- Activity
Below are the records; copy each line in which "RustCryptoEv" occurs.

(Excerpted data begins)

PR #3770, opened 2023-10-03
Rust crypto: ensure we persist the key backup version

BillCarsonFr:
Fixes https://github.com/vector-im/element-web/issues/26259

## Checklist

---

### DIFF
--- a/src/client.ts
+++ b/src/client.ts
@@ -3864,6 +3864,10 @@ export class MatrixClient extends TypedEventEmitter<EmittedEvents, ClientEventHa
             throw new Error("End-to-end encryption disabled");
         }
 
+        if (!backupInfo.version) {
+            throw new Error("Backup version must be defined");
+        }
+
         let totalKeyCount = 0;
         let keys: IMegolmSessionData[] = [];
 
@@ -3880,14 +3884,12 @@ export class MatrixClient extends TypedEventEmitter<EmittedEvents, ClientEventHa
             }
             // Cache the key, if possible.
             // This is async.
-            if (backupInfo.version != null) {
-                this.cryptoBackend
-                    .storeSessionBackupPrivateKey(privKey, backupInfo.version)
-                    .catch((e) => {
-                        logger.warn("Error caching session backup key:", e);
-                    })
-                    .then(cacheCompleteCallback);
-            }
+            this.cryptoBackend
+                .storeSessionBackupPrivateKey(privKey, backupInfo.version)
+                .catch((e) => {
+                    logger.warn("Error caching session backup key:", e);
+                })
+                .then(cacheCompleteCallback);
 
             if (progressCallback) {
                 progressCallback({
--- a/src/client.ts
+++ b/src/client.ts
@@ -3880,12 +3880,14 @@ export class MatrixClient extends TypedEventEmitter<EmittedEvents, ClientEventHa
             }
             // Cache the key, if possible.
             // This is async.
-            this.cryptoBackend
-                .storeSessionBackupPrivateKey(privKey, backupInfo?.version)
-                .catch((e) => {
-                    logger.warn("Error caching session backup key:", e);
-                })
-                .then(cacheCompleteCallback);
+            if (backupInfo.version != null) {
+                this.cryptoBackend
+                    .storeSessionBackupPrivateKey(privKey, backupInfo.version)
+                    .catch((e) => {
+                        logger.warn("Error caching session backup key:", e);
+                    })
+                    .then(cacheCompleteCallback);
+            }
 
             if (progressCallback) {
                 progressCallback({
--- a/src/client.ts
+++ b/src/client.ts
@@ -3881,7 +3881,7 @@ export class MatrixClient extends TypedEventEmitter<EmittedEvents, ClientEventHa
             // Cache the key, if possible.
             // This is async.
             this.cryptoBackend
-                .storeSessionBackupPrivateKey(privKey)
+                .storeSessionBackupPrivateKey(privKey, backupInfo?.version)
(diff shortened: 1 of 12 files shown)


src/crypto-api.ts
```diff
@@ -374,9 +374,22 @@ export interface CryptoApi {
...
+    /**
+     * Store the backup decryption key.
+     *
+     * This should be called if the client has received the key from another device via secret sharing (gossiping).
+     *
+     * @param key - the backup decryption key
+     * @param version - the backup version corresponding to this decryption key
+     *
+     */
+    storeSessionBackupPrivateKey(key: Uint8Array, version?: string): Promise<void>;
```
richvdh, line 391: shouldn't this be 

```suggestion
    storeSessionBackupPrivateKey(key: Uint8Array, version: string): Promise<void>;
```

?

BillCarsonFr: Not sure, I though it was the way to do overloads

richvdh: It's not required for overloads in an `interface`.

When you have overloads in a concrete class the the signature of the *implementation* must be compatible with all overloads (the "implementation signature"). But there is no implementation here.

https://www.typescriptlang.org/docs/handbook/2/functions.html#overload-signatures-and-the-implementation-signature

src/rust-crypto/rust-crypto.ts
```diff
@@ -1005,12 +1005,20 @@ export class RustCrypto extends TypedEventEmitter<RustCryptoEvents, RustCryptoEv
...
      * @param key - the backup decryption key
+     * @param version - the backup version for this key. If not provided will fetch the current version from server.
      */
-    public async storeSessionBackupPrivateKey(key: Uint8Array): Promise<void> {
+    public async storeSessionBackupPrivateKey(key: Uint8Array, version?: string): Promise<void> {
         const base64Key = encodeBase64(key);
 
-        // TODO get version from backupManager
-        await this.olmMachine.saveBackupDecryptionKey(RustSdkCryptoJs.BackupDecryptionKey.fromBase64(base64Key), "");
+        const activeVersion = version ?? (await this.backupManager.requestKeyBackupVersion())?.version;
```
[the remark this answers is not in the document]
richvdh: We need to keep the old one working for old crypto. It doesn't mean we have to keep the old one working with rust crypto provided it works with the react-sdk.

src/crypto-api.ts
```diff
@@ -372,10 +372,13 @@ export interface CryptoApi {
...
      *
      * This should be called if the client has received the key from another device via secret sharing (gossiping).
+     * It is the responsability of the caller to check that the decryption key is valid to the given backup version.
      *
      * @param key - the backup decryption key
+     * @param version - the backup version corresponding to this decryption key
+     *
      */
-    storeSessionBackupPrivateKey(key: Uint8Array): Promise<void>;
+    storeSessionBackupPrivateKey(key: Uint8Array, version: string): Promise<void>;
```
richvdh, line 381: this is a breaking change. We need to continue to expose the old API, even if it only works on legacy crypto.

src/crypto/index.ts
```diff
@@ -1302,7 +1302,8 @@ export class Crypto extends TypedEventEmitter<CryptoEvent, CryptoEventHandlerMap
         // make sure we have a Uint8Array, rather than a string
         if (typeof encodedKey === "string") {
             key = new Uint8Array(olmlib.decodeBase64(fixBackupKey(encodedKey) || encodedKey));
-            await this.storeSessionBackupPrivateKey(key);
+            // legacy crypto doesn't care about the version
+            await this.storeSessionBackupPrivateKey(key, "");
```
richvdh, line 1306: yes. I don't think we need to change legacy crypto's behaviour at all here? It should continue to accept callls to `storeSessionBackupPrivateKey` with `version=undefined`.

src/rust-crypto/rust-crypto.ts
```diff
@@ -1005,12 +1005,15 @@ export class RustCrypto extends TypedEventEmitter<RustCryptoEvents, RustCryptoEv
      * Implementation of {@link CryptoApi#storeSessionBackupPrivateKey}.
      *
      * @param key - the backup decryption key
+     * @param version - the backup version for this key. If not provided will fetch the current version from server.
```
richvdh, line 1008: this seems wrong

src/crypto/CrossSigning.ts
```diff
@@ -741,7 +741,7 @@ export async function requestKeysDuringVerification(
                 logger.info("Got key backup key, decoding...");
                 const decodedKey = decodeBase64(base64Key);
                 logger.info("Decoded backup key, storing...");
-                await client.crypto!.storeSessionBackupPrivateKey(Uint8Array.from(decodedKey));
+                await client.crypto!.storeSessionBackupPrivateKey(Uint8Array.from(decodedKey), "1");
```
richvdh, line 744: why "1" ???

src/client.ts
```diff
@@ -3880,12 +3880,14 @@ export class MatrixClient extends TypedEventEmitter<EmittedEvents, ClientEventHa
             }
             // Cache the key, if possible.
             // This is async.
-            this.cryptoBackend
-                .storeSessionBackupPrivateKey(privKey)
-                .catch((e) => {
-                    logger.warn("Error caching session backup key:", e);
-                })
-                .then(cacheCompleteCallback);
+            if (backupInfo.version != null) {
```
richvdh, line 3883: I think we can move this check much earlier.  `version` is a required parameter on `GET /_matrix/client/v3/room_keys/keys/{roomId}` etc, so can throw an error at the top if it is not set.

(Excerpted data ends)

- Result
@@ -1005,12 +1005,20 @@ export class RustCrypto extends TypedEventEmitter<RustCryptoEvents, RustCryptoEv
@@ -1005,12 +1005,15 @@ export class RustCrypto extends TypedEventEmitter<RustCryptoEvents, RustCryptoEv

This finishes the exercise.